-------- INFORMATION --------

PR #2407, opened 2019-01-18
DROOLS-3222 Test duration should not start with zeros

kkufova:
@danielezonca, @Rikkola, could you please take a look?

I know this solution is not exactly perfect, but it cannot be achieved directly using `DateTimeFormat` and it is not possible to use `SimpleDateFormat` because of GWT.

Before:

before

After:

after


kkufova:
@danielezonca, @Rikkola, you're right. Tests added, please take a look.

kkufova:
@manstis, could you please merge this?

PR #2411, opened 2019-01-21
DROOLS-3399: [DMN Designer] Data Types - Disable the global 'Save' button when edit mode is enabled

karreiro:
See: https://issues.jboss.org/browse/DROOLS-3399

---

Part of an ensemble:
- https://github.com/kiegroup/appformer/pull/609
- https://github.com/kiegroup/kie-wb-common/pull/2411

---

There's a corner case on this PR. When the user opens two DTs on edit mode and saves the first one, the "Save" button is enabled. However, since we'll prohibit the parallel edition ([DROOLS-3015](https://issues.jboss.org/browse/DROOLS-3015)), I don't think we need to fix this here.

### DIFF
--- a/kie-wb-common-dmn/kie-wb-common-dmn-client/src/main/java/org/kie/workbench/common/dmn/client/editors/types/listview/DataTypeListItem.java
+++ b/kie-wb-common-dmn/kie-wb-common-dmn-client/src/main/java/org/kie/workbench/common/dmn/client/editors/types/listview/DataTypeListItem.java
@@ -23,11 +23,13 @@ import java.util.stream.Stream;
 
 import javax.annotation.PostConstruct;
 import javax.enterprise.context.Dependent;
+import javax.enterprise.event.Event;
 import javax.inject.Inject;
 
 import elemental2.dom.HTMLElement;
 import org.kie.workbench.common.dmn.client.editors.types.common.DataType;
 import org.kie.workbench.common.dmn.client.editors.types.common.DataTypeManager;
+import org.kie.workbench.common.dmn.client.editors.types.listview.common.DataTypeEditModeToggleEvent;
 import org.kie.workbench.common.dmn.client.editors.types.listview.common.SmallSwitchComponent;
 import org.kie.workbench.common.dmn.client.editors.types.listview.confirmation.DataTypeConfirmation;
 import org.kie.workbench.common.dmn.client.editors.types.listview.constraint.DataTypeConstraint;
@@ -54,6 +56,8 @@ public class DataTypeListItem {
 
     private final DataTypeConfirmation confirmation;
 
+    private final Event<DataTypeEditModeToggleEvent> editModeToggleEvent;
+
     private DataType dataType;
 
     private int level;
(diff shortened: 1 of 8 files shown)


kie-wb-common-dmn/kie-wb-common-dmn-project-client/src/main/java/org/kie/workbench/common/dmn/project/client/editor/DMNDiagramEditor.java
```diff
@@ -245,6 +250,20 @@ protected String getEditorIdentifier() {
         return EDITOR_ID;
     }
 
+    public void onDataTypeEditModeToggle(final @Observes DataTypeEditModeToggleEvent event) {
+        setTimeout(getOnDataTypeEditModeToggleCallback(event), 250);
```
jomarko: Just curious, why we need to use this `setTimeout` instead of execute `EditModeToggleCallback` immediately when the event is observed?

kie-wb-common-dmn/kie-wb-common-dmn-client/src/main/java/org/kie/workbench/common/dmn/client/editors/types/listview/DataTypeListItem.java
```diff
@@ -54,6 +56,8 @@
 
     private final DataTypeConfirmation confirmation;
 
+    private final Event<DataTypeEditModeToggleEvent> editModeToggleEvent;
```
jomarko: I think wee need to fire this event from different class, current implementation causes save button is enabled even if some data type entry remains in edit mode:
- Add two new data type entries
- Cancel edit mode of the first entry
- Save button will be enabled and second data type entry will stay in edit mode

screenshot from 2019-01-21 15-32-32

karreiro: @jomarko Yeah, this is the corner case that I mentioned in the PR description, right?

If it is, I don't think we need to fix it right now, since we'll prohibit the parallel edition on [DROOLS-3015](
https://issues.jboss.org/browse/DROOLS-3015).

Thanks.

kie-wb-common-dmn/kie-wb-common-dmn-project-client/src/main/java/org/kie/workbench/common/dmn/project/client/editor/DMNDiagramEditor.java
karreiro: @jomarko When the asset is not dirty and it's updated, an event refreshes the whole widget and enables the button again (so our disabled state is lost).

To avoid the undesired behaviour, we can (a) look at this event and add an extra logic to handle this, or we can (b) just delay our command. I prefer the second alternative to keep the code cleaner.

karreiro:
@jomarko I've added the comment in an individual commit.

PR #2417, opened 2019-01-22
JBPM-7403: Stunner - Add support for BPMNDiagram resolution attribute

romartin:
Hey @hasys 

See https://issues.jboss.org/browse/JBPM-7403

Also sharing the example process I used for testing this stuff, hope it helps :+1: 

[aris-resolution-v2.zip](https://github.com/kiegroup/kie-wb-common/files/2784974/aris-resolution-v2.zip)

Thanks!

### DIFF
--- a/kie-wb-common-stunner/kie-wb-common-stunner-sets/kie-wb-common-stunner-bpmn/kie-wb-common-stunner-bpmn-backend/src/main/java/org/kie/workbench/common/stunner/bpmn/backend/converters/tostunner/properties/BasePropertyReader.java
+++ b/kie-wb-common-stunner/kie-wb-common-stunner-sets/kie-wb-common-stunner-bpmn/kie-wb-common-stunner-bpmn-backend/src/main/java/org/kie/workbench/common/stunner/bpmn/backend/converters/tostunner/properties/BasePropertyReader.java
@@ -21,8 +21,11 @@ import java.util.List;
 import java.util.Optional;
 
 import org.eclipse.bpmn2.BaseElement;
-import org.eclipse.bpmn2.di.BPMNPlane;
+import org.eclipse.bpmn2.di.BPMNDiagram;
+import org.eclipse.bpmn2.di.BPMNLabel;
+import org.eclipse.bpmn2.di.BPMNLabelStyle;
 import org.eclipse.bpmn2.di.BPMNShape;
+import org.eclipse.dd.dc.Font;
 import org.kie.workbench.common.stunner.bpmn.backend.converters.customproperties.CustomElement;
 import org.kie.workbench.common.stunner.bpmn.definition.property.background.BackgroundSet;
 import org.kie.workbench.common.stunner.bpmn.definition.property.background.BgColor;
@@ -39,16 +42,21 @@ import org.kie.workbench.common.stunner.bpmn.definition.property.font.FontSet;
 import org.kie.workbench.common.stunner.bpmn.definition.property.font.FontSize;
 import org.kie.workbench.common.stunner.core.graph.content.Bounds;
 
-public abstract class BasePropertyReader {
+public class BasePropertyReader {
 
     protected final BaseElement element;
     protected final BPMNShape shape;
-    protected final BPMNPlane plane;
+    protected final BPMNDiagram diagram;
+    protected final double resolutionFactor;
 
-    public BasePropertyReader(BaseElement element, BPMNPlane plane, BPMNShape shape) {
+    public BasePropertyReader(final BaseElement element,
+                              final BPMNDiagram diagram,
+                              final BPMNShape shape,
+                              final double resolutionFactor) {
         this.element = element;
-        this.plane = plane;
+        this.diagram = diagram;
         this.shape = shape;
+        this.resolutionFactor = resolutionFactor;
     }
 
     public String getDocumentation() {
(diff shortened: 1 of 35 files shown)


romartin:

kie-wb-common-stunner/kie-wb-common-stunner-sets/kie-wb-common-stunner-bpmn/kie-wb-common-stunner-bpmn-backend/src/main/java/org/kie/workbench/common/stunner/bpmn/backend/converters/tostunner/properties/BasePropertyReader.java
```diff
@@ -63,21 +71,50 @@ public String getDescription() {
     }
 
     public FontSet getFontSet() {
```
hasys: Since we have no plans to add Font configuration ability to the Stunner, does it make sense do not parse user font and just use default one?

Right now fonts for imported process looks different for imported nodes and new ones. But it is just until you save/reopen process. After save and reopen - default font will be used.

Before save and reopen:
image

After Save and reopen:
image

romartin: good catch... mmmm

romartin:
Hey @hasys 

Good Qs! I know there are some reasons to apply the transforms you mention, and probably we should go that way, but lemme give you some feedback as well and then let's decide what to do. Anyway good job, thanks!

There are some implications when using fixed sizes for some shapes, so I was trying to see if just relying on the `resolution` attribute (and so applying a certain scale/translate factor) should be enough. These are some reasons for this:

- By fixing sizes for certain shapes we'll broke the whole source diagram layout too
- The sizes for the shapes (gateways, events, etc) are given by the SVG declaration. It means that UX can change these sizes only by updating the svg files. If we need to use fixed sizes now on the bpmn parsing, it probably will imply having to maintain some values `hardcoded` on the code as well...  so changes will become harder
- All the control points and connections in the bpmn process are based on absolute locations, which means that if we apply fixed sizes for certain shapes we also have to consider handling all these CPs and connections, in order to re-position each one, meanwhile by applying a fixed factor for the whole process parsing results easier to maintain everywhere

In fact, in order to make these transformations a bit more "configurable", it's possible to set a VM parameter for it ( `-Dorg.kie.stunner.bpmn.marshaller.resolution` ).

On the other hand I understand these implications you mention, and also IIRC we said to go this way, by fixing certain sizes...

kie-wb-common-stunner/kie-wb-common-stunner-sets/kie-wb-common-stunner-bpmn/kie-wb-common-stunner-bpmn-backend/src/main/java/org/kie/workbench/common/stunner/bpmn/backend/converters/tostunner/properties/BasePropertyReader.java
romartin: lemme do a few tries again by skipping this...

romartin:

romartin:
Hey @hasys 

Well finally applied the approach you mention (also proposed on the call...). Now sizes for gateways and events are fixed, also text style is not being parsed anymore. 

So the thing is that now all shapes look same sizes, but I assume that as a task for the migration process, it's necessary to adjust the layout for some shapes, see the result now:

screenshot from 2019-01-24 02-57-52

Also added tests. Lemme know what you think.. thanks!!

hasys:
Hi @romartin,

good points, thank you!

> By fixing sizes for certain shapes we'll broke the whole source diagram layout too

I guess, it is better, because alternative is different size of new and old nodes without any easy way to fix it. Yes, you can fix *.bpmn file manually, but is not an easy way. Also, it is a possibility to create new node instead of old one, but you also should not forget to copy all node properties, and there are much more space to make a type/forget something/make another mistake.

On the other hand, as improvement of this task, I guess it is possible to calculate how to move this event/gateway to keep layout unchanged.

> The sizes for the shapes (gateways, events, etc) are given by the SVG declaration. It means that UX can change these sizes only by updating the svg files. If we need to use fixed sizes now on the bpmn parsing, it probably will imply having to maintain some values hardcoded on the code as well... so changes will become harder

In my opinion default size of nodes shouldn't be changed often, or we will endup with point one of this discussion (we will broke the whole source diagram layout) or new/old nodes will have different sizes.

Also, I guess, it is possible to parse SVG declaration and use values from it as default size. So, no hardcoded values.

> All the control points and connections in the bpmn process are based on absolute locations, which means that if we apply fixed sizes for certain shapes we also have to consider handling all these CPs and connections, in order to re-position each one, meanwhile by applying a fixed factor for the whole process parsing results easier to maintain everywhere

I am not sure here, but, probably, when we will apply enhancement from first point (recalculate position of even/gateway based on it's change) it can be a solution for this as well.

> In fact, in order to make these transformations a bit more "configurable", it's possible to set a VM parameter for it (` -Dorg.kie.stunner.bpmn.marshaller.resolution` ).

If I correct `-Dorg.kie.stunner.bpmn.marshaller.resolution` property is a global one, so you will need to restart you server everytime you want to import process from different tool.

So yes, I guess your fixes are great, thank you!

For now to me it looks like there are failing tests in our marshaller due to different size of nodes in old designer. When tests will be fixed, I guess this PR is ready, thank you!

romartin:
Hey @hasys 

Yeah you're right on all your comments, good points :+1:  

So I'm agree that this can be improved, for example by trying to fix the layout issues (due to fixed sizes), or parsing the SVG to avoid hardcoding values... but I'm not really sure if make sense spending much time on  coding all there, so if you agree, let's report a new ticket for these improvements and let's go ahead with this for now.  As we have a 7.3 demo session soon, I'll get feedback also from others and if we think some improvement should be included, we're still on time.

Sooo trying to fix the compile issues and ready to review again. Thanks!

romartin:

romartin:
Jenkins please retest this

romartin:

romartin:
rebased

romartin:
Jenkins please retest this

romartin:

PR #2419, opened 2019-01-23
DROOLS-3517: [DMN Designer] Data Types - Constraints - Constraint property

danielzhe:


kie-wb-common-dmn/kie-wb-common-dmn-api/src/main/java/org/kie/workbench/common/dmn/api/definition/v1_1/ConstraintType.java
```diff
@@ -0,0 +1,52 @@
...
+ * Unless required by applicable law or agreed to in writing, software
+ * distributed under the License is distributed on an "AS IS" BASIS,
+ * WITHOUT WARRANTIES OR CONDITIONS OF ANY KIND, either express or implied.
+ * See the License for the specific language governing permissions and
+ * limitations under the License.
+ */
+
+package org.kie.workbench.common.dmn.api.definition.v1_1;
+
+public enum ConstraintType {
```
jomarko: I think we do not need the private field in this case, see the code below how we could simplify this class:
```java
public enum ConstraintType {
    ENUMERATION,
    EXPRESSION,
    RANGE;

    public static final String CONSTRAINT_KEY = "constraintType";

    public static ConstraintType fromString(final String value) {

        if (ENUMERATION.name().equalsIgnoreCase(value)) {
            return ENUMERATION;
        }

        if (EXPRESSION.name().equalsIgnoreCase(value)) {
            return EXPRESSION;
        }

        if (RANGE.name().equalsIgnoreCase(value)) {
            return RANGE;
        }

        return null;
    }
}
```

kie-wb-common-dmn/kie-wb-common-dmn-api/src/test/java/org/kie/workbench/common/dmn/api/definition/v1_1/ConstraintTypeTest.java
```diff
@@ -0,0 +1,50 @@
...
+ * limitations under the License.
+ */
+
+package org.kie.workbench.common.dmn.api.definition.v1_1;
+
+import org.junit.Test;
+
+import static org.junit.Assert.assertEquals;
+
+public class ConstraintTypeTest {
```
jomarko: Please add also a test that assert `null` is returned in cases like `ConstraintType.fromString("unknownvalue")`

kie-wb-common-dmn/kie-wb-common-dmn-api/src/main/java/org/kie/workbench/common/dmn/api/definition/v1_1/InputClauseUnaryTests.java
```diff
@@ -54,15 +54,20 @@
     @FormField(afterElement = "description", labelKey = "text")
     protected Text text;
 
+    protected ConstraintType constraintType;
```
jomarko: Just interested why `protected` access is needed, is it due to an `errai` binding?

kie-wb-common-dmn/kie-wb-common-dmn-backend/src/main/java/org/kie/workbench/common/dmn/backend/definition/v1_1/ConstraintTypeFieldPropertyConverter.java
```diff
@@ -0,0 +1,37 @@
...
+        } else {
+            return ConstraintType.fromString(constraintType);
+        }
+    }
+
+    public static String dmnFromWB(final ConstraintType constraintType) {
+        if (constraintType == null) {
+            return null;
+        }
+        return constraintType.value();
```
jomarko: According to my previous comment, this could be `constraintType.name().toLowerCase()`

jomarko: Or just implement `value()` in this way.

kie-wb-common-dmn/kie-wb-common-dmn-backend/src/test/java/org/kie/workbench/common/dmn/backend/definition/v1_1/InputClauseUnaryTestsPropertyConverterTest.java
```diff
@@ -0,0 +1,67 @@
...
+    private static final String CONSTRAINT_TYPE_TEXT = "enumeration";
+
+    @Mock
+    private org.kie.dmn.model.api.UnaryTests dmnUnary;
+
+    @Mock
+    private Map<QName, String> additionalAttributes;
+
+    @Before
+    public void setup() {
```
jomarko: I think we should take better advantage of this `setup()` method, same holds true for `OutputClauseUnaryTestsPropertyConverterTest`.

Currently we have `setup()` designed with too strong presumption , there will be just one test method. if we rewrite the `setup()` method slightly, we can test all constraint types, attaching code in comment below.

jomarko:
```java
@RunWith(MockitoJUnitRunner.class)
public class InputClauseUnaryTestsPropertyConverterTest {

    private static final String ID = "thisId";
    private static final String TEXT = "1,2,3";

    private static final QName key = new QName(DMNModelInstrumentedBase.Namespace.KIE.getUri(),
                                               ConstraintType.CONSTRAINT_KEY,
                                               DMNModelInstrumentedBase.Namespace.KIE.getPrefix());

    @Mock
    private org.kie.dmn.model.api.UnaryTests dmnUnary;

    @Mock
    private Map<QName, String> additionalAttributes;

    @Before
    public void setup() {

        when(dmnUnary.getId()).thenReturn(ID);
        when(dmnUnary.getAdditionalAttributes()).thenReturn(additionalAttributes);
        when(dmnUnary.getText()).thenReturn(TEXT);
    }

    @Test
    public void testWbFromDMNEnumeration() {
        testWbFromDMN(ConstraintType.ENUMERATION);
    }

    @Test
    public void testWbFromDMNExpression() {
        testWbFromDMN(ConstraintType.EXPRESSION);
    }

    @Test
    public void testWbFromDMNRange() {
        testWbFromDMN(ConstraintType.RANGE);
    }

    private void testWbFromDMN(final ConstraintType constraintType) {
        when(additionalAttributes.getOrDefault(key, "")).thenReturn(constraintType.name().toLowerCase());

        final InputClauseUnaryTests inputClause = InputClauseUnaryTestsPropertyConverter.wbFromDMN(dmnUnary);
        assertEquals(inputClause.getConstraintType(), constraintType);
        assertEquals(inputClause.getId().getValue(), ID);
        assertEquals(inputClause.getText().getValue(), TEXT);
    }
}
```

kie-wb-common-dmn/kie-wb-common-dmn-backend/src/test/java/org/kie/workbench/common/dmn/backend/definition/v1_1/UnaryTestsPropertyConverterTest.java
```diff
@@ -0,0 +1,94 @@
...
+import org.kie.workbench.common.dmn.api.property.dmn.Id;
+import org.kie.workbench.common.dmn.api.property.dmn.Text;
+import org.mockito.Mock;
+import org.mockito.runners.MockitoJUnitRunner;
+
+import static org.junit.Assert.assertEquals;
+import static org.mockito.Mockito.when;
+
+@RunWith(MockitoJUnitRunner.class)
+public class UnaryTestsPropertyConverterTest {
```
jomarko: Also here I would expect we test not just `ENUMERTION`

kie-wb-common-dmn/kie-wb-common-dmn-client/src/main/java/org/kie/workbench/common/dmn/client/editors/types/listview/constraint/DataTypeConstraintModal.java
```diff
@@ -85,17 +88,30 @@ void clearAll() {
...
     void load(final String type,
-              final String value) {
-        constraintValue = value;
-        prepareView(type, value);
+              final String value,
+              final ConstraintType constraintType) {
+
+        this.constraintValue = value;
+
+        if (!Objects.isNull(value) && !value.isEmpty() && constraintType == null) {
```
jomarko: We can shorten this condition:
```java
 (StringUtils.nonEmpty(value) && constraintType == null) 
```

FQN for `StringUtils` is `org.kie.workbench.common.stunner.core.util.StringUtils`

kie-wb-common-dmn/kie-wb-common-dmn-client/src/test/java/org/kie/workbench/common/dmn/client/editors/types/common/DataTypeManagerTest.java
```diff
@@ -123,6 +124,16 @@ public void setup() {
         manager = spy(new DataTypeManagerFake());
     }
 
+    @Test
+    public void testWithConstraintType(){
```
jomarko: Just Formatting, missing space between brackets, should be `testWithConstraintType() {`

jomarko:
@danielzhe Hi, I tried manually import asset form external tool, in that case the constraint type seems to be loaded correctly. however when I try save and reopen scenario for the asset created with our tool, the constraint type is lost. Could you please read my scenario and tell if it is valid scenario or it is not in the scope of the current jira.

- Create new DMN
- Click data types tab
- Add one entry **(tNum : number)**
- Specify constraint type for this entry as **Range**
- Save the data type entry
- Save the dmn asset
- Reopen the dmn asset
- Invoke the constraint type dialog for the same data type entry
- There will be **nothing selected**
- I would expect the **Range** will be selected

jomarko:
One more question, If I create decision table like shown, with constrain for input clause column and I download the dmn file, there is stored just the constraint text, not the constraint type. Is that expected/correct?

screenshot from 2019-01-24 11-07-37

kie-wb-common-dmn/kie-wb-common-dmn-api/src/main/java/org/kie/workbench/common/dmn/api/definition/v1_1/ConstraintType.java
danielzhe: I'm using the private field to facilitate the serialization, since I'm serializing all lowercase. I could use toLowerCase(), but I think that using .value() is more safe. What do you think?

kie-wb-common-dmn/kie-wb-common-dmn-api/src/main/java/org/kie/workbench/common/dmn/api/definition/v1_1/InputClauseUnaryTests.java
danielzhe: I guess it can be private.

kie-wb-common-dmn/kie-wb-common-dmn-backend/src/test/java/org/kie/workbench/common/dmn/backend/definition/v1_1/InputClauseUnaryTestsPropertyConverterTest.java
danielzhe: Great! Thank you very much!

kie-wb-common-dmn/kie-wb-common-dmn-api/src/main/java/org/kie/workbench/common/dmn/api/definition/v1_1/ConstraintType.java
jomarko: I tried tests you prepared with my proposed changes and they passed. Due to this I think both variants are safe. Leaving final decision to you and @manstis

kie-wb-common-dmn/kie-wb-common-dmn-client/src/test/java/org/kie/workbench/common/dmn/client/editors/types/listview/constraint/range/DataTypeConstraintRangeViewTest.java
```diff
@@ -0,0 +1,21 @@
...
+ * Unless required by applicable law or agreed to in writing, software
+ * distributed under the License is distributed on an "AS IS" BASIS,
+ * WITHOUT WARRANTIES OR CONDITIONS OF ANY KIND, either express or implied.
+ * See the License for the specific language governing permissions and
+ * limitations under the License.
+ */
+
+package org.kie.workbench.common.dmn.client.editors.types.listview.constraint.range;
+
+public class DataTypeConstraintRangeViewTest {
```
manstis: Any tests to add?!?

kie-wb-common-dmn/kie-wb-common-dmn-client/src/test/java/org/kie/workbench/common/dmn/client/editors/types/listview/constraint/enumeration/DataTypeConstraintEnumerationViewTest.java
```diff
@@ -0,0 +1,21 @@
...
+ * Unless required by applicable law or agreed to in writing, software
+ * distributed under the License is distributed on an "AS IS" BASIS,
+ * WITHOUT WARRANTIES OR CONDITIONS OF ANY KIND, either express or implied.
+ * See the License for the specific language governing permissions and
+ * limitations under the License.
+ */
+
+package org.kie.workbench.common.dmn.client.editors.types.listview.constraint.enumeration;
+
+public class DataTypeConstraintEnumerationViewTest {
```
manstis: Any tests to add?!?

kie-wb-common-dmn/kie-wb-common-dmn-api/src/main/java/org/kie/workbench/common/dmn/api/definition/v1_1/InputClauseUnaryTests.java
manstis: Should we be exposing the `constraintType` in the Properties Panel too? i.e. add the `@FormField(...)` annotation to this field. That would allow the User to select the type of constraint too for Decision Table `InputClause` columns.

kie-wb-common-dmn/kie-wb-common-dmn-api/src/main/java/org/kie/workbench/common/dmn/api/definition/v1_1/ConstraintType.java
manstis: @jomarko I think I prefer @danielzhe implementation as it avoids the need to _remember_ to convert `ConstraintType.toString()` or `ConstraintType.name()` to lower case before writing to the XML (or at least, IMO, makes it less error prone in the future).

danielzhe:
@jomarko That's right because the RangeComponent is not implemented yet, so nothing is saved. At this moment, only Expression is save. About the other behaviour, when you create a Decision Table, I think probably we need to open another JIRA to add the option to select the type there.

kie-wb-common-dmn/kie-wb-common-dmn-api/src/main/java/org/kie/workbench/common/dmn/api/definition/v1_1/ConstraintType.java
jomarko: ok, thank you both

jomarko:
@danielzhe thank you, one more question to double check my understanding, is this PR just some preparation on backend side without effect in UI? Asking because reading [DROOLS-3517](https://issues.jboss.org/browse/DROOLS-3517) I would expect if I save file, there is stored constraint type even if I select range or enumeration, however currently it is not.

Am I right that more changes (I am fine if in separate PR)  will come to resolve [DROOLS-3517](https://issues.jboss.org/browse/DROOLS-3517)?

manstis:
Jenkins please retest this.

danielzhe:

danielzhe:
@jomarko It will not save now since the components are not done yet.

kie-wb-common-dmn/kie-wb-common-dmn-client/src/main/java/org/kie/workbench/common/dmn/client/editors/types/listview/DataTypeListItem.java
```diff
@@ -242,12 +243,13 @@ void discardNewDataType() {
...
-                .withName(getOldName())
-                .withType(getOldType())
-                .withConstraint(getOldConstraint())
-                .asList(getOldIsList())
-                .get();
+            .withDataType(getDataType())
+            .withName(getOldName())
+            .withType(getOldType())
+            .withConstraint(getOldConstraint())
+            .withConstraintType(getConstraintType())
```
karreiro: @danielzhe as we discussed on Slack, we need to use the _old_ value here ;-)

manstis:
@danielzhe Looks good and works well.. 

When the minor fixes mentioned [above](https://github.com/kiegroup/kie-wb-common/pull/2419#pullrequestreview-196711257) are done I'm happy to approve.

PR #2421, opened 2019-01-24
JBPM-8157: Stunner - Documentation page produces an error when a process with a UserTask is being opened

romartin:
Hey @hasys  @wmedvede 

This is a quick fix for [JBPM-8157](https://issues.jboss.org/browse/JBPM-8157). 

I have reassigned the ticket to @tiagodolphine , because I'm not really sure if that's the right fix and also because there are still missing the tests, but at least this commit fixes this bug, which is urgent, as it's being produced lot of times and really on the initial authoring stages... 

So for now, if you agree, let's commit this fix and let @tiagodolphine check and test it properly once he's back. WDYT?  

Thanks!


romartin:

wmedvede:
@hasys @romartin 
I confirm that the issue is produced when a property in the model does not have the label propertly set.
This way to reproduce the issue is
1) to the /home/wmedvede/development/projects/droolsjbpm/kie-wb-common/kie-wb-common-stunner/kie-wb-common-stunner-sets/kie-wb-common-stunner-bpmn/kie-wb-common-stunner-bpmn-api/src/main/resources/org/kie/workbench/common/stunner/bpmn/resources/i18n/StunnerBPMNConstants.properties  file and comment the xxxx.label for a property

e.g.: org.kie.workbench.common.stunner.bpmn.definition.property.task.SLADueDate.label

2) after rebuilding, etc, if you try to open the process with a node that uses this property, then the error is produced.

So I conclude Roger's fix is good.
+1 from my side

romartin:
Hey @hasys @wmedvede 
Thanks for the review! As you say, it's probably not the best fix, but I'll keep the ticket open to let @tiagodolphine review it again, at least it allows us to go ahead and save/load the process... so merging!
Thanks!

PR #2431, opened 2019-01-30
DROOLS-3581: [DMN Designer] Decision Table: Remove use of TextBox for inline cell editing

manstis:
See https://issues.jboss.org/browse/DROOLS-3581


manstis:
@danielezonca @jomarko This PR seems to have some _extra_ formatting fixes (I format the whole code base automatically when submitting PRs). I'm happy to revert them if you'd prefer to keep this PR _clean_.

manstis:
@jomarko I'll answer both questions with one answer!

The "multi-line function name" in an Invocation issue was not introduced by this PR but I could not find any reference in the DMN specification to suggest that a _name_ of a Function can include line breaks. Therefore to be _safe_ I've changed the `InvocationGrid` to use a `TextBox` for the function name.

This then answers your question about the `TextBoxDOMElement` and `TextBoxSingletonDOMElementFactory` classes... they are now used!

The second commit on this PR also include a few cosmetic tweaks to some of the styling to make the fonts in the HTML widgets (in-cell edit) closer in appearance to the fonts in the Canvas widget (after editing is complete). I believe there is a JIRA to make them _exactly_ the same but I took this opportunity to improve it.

--------

# [INSTRUCTIONS TO FOLLOW]
Please copy all lines of the listing in which the string "getText" occurs.

# [RESPONSE FOR THIS EXERCISE]
        when(dmnUnary.getText()).thenReturn(TEXT);
        assertEquals(inputClause.getText().getValue(), TEXT);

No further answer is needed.